**Dataset entries**
····················

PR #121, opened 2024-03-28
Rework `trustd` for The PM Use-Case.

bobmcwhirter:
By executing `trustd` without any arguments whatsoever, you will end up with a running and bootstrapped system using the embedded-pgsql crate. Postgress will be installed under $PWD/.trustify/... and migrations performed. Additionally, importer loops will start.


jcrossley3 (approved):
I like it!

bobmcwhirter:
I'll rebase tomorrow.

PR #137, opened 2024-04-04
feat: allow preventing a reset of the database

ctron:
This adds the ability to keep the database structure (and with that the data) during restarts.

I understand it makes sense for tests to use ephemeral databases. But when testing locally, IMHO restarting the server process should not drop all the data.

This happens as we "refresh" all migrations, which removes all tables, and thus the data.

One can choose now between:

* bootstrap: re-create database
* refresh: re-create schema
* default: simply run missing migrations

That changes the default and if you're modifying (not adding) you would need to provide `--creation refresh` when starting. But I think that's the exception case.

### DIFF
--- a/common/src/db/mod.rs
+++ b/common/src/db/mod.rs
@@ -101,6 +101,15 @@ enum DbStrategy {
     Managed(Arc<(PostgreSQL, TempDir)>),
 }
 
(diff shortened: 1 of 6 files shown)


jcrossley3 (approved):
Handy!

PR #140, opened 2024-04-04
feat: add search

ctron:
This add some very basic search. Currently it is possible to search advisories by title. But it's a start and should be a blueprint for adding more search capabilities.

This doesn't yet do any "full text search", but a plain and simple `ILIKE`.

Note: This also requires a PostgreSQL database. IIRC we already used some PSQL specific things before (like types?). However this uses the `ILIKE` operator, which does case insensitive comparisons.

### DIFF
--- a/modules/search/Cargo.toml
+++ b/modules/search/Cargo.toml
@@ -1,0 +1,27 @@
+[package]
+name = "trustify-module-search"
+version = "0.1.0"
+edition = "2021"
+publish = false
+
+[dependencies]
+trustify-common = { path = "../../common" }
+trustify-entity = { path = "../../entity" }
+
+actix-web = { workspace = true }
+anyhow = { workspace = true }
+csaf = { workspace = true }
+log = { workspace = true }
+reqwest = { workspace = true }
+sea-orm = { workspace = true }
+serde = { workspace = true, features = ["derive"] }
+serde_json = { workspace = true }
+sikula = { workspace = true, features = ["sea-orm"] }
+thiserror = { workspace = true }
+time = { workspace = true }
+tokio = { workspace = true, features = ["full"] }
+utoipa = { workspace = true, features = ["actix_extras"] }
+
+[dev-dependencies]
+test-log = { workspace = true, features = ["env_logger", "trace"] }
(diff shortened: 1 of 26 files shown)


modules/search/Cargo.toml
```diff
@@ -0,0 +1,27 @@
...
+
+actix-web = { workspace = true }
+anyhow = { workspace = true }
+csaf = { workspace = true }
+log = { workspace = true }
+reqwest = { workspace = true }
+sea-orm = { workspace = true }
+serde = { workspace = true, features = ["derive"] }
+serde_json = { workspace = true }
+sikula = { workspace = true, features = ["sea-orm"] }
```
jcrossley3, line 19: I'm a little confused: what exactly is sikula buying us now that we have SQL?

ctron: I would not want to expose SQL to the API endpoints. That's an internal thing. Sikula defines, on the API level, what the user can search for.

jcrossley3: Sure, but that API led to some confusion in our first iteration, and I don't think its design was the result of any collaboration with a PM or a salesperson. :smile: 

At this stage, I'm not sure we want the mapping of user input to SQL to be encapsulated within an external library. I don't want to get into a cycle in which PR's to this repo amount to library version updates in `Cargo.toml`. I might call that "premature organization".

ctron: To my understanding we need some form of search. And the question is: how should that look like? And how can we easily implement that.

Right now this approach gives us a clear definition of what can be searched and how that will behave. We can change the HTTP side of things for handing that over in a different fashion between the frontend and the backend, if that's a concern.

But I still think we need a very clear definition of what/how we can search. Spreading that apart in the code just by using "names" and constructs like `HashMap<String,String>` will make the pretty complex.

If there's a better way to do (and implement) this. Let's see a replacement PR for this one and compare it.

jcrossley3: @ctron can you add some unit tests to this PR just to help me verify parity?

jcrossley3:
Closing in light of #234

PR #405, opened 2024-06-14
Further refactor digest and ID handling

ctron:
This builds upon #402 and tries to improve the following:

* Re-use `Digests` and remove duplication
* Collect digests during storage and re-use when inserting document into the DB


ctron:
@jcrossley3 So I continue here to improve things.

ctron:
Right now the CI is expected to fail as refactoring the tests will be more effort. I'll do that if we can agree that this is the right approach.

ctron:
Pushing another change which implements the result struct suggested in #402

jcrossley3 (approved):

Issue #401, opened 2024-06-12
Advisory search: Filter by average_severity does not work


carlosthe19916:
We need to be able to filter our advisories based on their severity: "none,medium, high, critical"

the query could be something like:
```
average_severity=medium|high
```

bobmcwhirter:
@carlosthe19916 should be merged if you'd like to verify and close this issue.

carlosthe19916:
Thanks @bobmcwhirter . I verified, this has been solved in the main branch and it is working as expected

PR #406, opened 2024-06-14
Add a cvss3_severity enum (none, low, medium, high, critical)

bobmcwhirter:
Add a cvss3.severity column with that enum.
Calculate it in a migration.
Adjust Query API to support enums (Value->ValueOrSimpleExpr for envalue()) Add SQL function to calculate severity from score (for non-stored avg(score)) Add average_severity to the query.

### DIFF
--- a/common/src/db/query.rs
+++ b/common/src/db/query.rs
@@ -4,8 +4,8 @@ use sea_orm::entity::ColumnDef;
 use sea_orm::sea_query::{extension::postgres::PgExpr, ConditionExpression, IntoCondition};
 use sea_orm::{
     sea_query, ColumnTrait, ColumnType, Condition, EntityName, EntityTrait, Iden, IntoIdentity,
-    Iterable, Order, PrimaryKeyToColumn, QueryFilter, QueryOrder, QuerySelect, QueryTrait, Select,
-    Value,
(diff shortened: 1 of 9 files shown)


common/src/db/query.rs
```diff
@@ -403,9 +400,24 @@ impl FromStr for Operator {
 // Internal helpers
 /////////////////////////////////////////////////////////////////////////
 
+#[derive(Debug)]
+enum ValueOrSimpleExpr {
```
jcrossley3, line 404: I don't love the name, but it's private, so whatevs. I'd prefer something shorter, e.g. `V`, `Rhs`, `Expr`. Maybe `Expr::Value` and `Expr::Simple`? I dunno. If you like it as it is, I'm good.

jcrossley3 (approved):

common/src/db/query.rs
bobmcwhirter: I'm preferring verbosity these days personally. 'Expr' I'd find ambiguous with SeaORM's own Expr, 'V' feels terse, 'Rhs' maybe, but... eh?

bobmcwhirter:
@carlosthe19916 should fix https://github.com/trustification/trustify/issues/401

····················

**REQUIREMENT**
Output the complete set of records word for word.

**ANSWER TO THE EXERCISE**
PR #121, opened 2024-03-28
Rework `trustd` for The PM Use-Case.

bobmcwhirter:
By executing `trustd` without any arguments whatsoever, you will end up with a running and bootstrapped system using the embedded-pgsql crate. Postgress will be installed under $PWD/.trustify/... and migrations performed. Additionally, importer loops will start.


jcrossley3 (approved):
I like it!

bobmcwhirter:
I'll rebase tomorrow.

PR #137, opened 2024-04-04
feat: allow preventing a reset of the database

ctron:
This adds the ability to keep the database structure (and with that the data) during restarts.

I understand it makes sense for tests to use ephemeral databases. But when testing locally, IMHO restarting the server process should not drop all the data.

This happens as we "refresh" all migrations, which removes all tables, and thus the data.

One can choose now between:

* bootstrap: re-create database
* refresh: re-create schema
* default: simply run missing migrations

That changes the default and if you're modifying (not adding) you would need to provide `--creation refresh` when starting. But I think that's the exception case.

### DIFF
--- a/common/src/db/mod.rs
+++ b/common/src/db/mod.rs
@@ -101,6 +101,15 @@ enum DbStrategy {
     Managed(Arc<(PostgreSQL, TempDir)>),
 }
 
(diff shortened: 1 of 6 files shown)


jcrossley3 (approved):
Handy!

PR #140, opened 2024-04-04
feat: add search

ctron:
This add some very basic search. Currently it is possible to search advisories by title. But it's a start and should be a blueprint for adding more search capabilities.

This doesn't yet do any "full text search", but a plain and simple `ILIKE`.

Note: This also requires a PostgreSQL database. IIRC we already used some PSQL specific things before (like types?). However this uses the `ILIKE` operator, which does case insensitive comparisons.

### DIFF
--- a/modules/search/Cargo.toml
+++ b/modules/search/Cargo.toml
@@ -1,0 +1,27 @@
+[package]
+name = "trustify-module-search"
+version = "0.1.0"
+edition = "2021"
+publish = false
+
+[dependencies]
+trustify-common = { path = "../../common" }
+trustify-entity = { path = "../../entity" }
+
+actix-web = { workspace = true }
+anyhow = { workspace = true }
+csaf = { workspace = true }
+log = { workspace = true }
+reqwest = { workspace = true }
+sea-orm = { workspace = true }
+serde = { workspace = true, features = ["derive"] }
+serde_json = { workspace = true }
+sikula = { workspace = true, features = ["sea-orm"] }
+thiserror = { workspace = true }
+time = { workspace = true }
+tokio = { workspace = true, features = ["full"] }
+utoipa = { workspace = true, features = ["actix_extras"] }
+
+[dev-dependencies]
+test-log = { workspace = true, features = ["env_logger", "trace"] }
(diff shortened: 1 of 26 files shown)


modules/search/Cargo.toml
```diff
@@ -0,0 +1,27 @@
...
+
+actix-web = { workspace = true }
+anyhow = { workspace = true }
+csaf = { workspace = true }
+log = { workspace = true }
+reqwest = { workspace = true }
+sea-orm = { workspace = true }
+serde = { workspace = true, features = ["derive"] }
+serde_json = { workspace = true }
+sikula = { workspace = true, features = ["sea-orm"] }
```
jcrossley3, line 19: I'm a little confused: what exactly is sikula buying us now that we have SQL?

ctron: I would not want to expose SQL to the API endpoints. That's an internal thing. Sikula defines, on the API level, what the user can search for.

jcrossley3: Sure, but that API led to some confusion in our first iteration, and I don't think its design was the result of any collaboration with a PM or a salesperson. :smile: 

At this stage, I'm not sure we want the mapping of user input to SQL to be encapsulated within an external library. I don't want to get into a cycle in which PR's to this repo amount to library version updates in `Cargo.toml`. I might call that "premature organization".

ctron: To my understanding we need some form of search. And the question is: how should that look like? And how can we easily implement that.

Right now this approach gives us a clear definition of what can be searched and how that will behave. We can change the HTTP side of things for handing that over in a different fashion between the frontend and the backend, if that's a concern.

But I still think we need a very clear definition of what/how we can search. Spreading that apart in the code just by using "names" and constructs like `HashMap<String,String>` will make the pretty complex.

If there's a better way to do (and implement) this. Let's see a replacement PR for this one and compare it.

jcrossley3: @ctron can you add some unit tests to this PR just to help me verify parity?

jcrossley3:
Closing in light of #234

PR #405, opened 2024-06-14
Further refactor digest and ID handling

ctron:
This builds upon #402 and tries to improve the following:

* Re-use `Digests` and remove duplication
* Collect digests during storage and re-use when inserting document into the DB


ctron:
@jcrossley3 So I continue here to improve things.

ctron:
Right now the CI is expected to fail as refactoring the tests will be more effort. I'll do that if we can agree that this is the right approach.

ctron:
Pushing another change which implements the result struct suggested in #402

jcrossley3 (approved):

Issue #401, opened 2024-06-12
Advisory search: Filter by average_severity does not work


carlosthe19916:
We need to be able to filter our advisories based on their severity: "none,medium, high, critical"

the query could be something like:
```
average_severity=medium|high
```

bobmcwhirter:
@carlosthe19916 should be merged if you'd like to verify and close this issue.

carlosthe19916:
Thanks @bobmcwhirter . I verified, this has been solved in the main branch and it is working as expected

PR #406, opened 2024-06-14
Add a cvss3_severity enum (none, low, medium, high, critical)

bobmcwhirter:
Add a cvss3.severity column with that enum.
Calculate it in a migration.
Adjust Query API to support enums (Value->ValueOrSimpleExpr for envalue()) Add SQL function to calculate severity from score (for non-stored avg(score)) Add average_severity to the query.

### DIFF
--- a/common/src/db/query.rs
+++ b/common/src/db/query.rs
@@ -4,8 +4,8 @@ use sea_orm::entity::ColumnDef;
 use sea_orm::sea_query::{extension::postgres::PgExpr, ConditionExpression, IntoCondition};
 use sea_orm::{
     sea_query, ColumnTrait, ColumnType, Condition, EntityName, EntityTrait, Iden, IntoIdentity,
-    Iterable, Order, PrimaryKeyToColumn, QueryFilter, QueryOrder, QuerySelect, QueryTrait, Select,
-    Value,
(diff shortened: 1 of 9 files shown)


common/src/db/query.rs
```diff
@@ -403,9 +400,24 @@ impl FromStr for Operator {
 // Internal helpers
 /////////////////////////////////////////////////////////////////////////
 
+#[derive(Debug)]
+enum ValueOrSimpleExpr {
```
jcrossley3, line 404: I don't love the name, but it's private, so whatevs. I'd prefer something shorter, e.g. `V`, `Rhs`, `Expr`. Maybe `Expr::Value` and `Expr::Simple`? I dunno. If you like it as it is, I'm good.

jcrossley3 (approved):

common/src/db/query.rs
bobmcwhirter: I'm preferring verbosity these days personally. 'Expr' I'd find ambiguous with SeaORM's own Expr, 'V' feels terse, 'Rhs' maybe, but... eh?

bobmcwhirter:
@carlosthe19916 should fix https://github.com/trustification/trustify/issues/401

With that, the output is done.